PROMPT
Lines from the top of the entries down to the line with "lidel, line 44: I" must be set down exactly as they stand, with both ends retained.
═════ SUPPLIED MATERIAL
PR #653, opened 2024-08-06
feat: support UnixFS 1.5 file mode and modification times

gammazero:
Replaces PR #34 written by @kstuart

Adds support for storing and retrieving file mode and last modification time.

Support added to:
- [X] Files
- [X] LinkFiles
- [X] Webfiles
- [X] Directories
- [X] Tar Archives
- [x] https://github.com/ipfs/boxo/pull/658

When the TAR archive (headers) include a file mode or modification time, the extractor will restore that metadata when supported for the underlying filesystem.

The Golang runtime currently does not support changing the times on a symlink, for Linux and some BSDs a custom solution has been implemented, for Darwin this is not the case so when copying a symlink to the filesystem the last modification time is not updated. Since for concrete files and directories stored modes and modification times are faithfully restored to the filesystem this should not be a breaking issue, a similar solution to that implemented for Linux/BSDs is likely implementable by a developer with access to a Darwin platform.

Replaces PRs:
- https://github.com/ipfs/go-ipfs-files/pull/31
- https://github.com/ipfs/tar-utils/pull/11
- #34

Relates to https://github.com/ipfs/kubo/issues/6920


ipld/unixfs/pb/unixfs.proto
```diff
@@ -21,8 +21,25 @@ message Data {
...
+	// Represents seconds of UTC time since Unix epoch
+	// 1970-01-01T00:00:00Z. Must be from 0001-01-01T00:00:00Z to
+	// 9999-12-31T23:59:59Z inclusive.
+	required int64 seconds = 1;
+
+	// Non-negative fractions of a second at nanosecond resolution. Negative
+	// second values with fractions must still have non-negative nanos values
+	// that count forward in time. Must be from 0 to 999,999,999
+	// inclusive.
+	optional fixed32 nanos = 2;
```
lidel, line 44: I feel we should have some GO-JS interop tests for nanos somewhere.

Initially planned to do that in gateway-conformance after https://github.com/ipfs/boxo/pull/659 is done, but realized that the `Last-Modified` HTTP header in gateway responses will not include nanosecond precision. It only supports second precision with an optional millisecond component. 

@achingbrain  any suggestions? my initial idea is to add `mode` and `mtime` tests (live creation and with static dag-pb fixture) to https://github.com/ipfs/helia/tree/main/packages/interop#readme after we have kubo 0.30.0-rc1 ad updated [kubo-rpc-client](https://www.npmjs.com/package/kubo-rpc-client) that works with new RPC in JS, but lmk if there is a better place/way.

mfs/ops.go
```diff
@@ -243,3 +246,21 @@ func FlushPath(ctx context.Context, rt *Root, pth string) (ipld.Node, error) {
...
+}
+
+func Touch(rt *Root, pth string, ts time.Time) error {
+	nd, err := Lookup(rt, pth)
+	if err != nil {
+		return err
+	}
+
+	return nd.SetModTime(ts)
+}
```
lidel, line 266: @gammazero  found a bug:  `ipfs files touch` and `ipfs files chmod` fail when we execute them against `raw` blocks.

Repro steps with https://github.com/ipfs/kubo/pull/10478:

```console
$  echo -n "hello path gw" | ipfs add --cid-version 1 -Q  --raw-leaves --to-files /raw-test-1
bafkreiehuhfvxn7w4i5hexlhq4a3y7jf5kfogsvmm5zlfxg5poj4oqozyu

$ ipfs files touch /raw-test-1
Error: expected a ProtoNode as internal node

$ ipfs files chmod 0644 /raw-test-1
Error: expected a ProtoNode as internal node
```

lmk if you feel this is fixable in this PR before Wednesday, or should we move ahead with RC1, fill bug for this and fix later.


(hopefully we can add code that detects when node is a raw block and upgrade it to dag-pb before setting mode/time. otherwise, might cause a bigger refactor, because MFS hardcodes rawleaves=true for mutating files that use CIDv1)

lidel (commented):
Did bunch of testing with https://github.com/ipfs/kubo/pull/10478 and I think we are mostly good to go.

Need to decide if/how  we address below issues.

mfs/ops.go
lidel: To unblock RC testing, I've extracted it into https://github.com/ipfs/boxo/issues/660.

gammazero: @lidel I have fixed this in the commit [f4259d6](https://github.com/ipfs/boxo/pull/653/commits/f4259d68d2d12bbde204d1564b0c8cad7832cf55)

lidel: Thanks! Bumped and added end-to-end test in Kubo PR as well https://github.com/ipfs/kubo/pull/10478/commits/55dad60ae70eb5d6ebbba259bed1ad24e41e3fd0

lidel (approved):
Thank you @kstuart for initial version, and @gammazero for refactoring and implementing the missing parts and pushing over finish line.

This should be ready for shipping in kubo 0.30.0-rc1 and getting user feedback from folks that asked for `mode` and `mtime`. 

We have a bunch of tests here and in https://github.com/ipfs/kubo/pull/10478 (ignore sharness failing here, it passes in kubo PR), and these extra attributes have been around in JS for years, and are always opt-in, so relatively low risk.

PR #659, opened 2024-08-19
feat(gw): support UnixFS 1.5 on gateway responses as Last-Modified

lidel:
This is bit more involved, and I don't want to block https://github.com/ipfs/boxo/pull/653 on it, so filling this separate PR.

This PR builds on top of https://github.com/ipfs/boxo/pull/653 and exposes `mtime` from `dag-pb` as `Last-Modified` header on deserialized `/ipfs` and `/ipns` responses (ones that are used for web hosting, and not trustless responses).

## TODO

- [x] block backend
  - [x] return `Last-Modified`on GET responses
  - [x] return `Last-Modified`on HEAD responses
  - [x] 304 Not Modified on matching `If-Modified-Since` (UnixFS 1.5 file only)
  - [x] `Last-Modified` and `If-Modified-Since` tests with and without UnixFS 1.5

(Below    moved to https://github.com/ipfs/boxo/issues/664)
  
- [ ] car backend 
  - [ ] return `Last-Modified`on GET responses
  - [ ] return `Last-Modified`on HEAD responses
- [ ] add gateway-conformance test and release it as v7
  - [ ] confirm conformance passes with all backends (remote car uses different implementation of `Get` and `Head` and `ContentPathMetadata` needs to be updated there as well)


gateway/handler.go
```diff
@@ -745,6 +772,50 @@ func (i *handler) handleIfNoneMatch(w http.ResponseWriter, r *http.Request, rq *
 	return false
 }
 
+func (i *handler) handleIfModifiedSince(w http.ResponseWriter, r *http.Request, rq *requestData) bool {
```
lidel, line 775: :information_source:  this is based on what we already had in `handleIfNoneMatch` to support `If-None-Match`, which operates on Etags.

This one is executed only if `If-Modified-Since` is present in request, which usually is less popular than more deterministic `If-None-Match`. 

Still, we add is here as it costs us nothing to avoid returning payload and returning `HTTP 304 Not Modified` instead.

lidel (commented):
Discussed next steps here with @gammazero  during triage today and we decided to ship basic gateway support for `Last-Modified` / `If-Modified-Since` for UnixFS 1.5 files with `backend_blocks.go` (used by Rainbow and Kubo).

The remaining work can be done at a later time, if there is real world need for support in CAR backend. I've filled https://github.com/ipfs/boxo/issues/664 for that.

Merging this so we can include it in Kubo 0.30.0-rc2.

gateway/gateway_test.go
```diff
@@ -615,6 +549,112 @@ func TestHeaders(t *testing.T) {
 	})
 }
 
+// Testing a DAG with (optional) UnixFS1.5 modification time
+func TestHeadersUnixFSModeModTime(t *testing.T) {
+	t.Parallel()
+
+	ts, _, root := newTestServerAndNode(t, "unixfs-dir-with-mode-mtime.car")
```
lidel, line 556: :information_source:  created with Kubo 0.30.0-rc1

lidel:
Added more tests, CI in https://github.com/ipfs/kubo/pull/10494 is green, merging.

PR #199, opened 2024-02-28
add the actual hash cracker example running on ray

shadeofblue:


examples/hash_cracker_ray.py
```diff
@@ -0,0 +1,142 @@
...
+        range(ord("A"), ord("Z") + 1),
+        range(ord("0"), ord("9") + 1),
+        range(ord(" "), ord("/") + 1),
+        range(ord(":"), ord("@") + 1),
+        range(ord("["), ord("`") + 1),
+        range(ord("{"), ord("~") + 1),
+    )
+]
+
+start_time = datetime.now()
```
══════════
TASK SOLUTION
PR #653, opened 2024-08-06
feat: support UnixFS 1.5 file mode and modification times

gammazero:
Replaces PR #34 written by @kstuart

Adds support for storing and retrieving file mode and last modification time.

Support added to:
- [X] Files
- [X] LinkFiles
- [X] Webfiles
- [X] Directories
- [X] Tar Archives
- [x] https://github.com/ipfs/boxo/pull/658

When the TAR archive (headers) include a file mode or modification time, the extractor will restore that metadata when supported for the underlying filesystem.

The Golang runtime currently does not support changing the times on a symlink, for Linux and some BSDs a custom solution has been implemented, for Darwin this is not the case so when copying a symlink to the filesystem the last modification time is not updated. Since for concrete files and directories stored modes and modification times are faithfully restored to the filesystem this should not be a breaking issue, a similar solution to that implemented for Linux/BSDs is likely implementable by a developer with access to a Darwin platform.

Replaces PRs:
- https://github.com/ipfs/go-ipfs-files/pull/31
- https://github.com/ipfs/tar-utils/pull/11
- #34

Relates to https://github.com/ipfs/kubo/issues/6920


ipld/unixfs/pb/unixfs.proto
```diff
@@ -21,8 +21,25 @@ message Data {
...
+	// Represents seconds of UTC time since Unix epoch
+	// 1970-01-01T00:00:00Z. Must be from 0001-01-01T00:00:00Z to
+	// 9999-12-31T23:59:59Z inclusive.
+	required int64 seconds = 1;
+
+	// Non-negative fractions of a second at nanosecond resolution. Negative
+	// second values with fractions must still have non-negative nanos values
+	// that count forward in time. Must be from 0 to 999,999,999
+	// inclusive.
+	optional fixed32 nanos = 2;
```
lidel, line 44: I feel we should have some GO-JS interop tests for nanos somewhere.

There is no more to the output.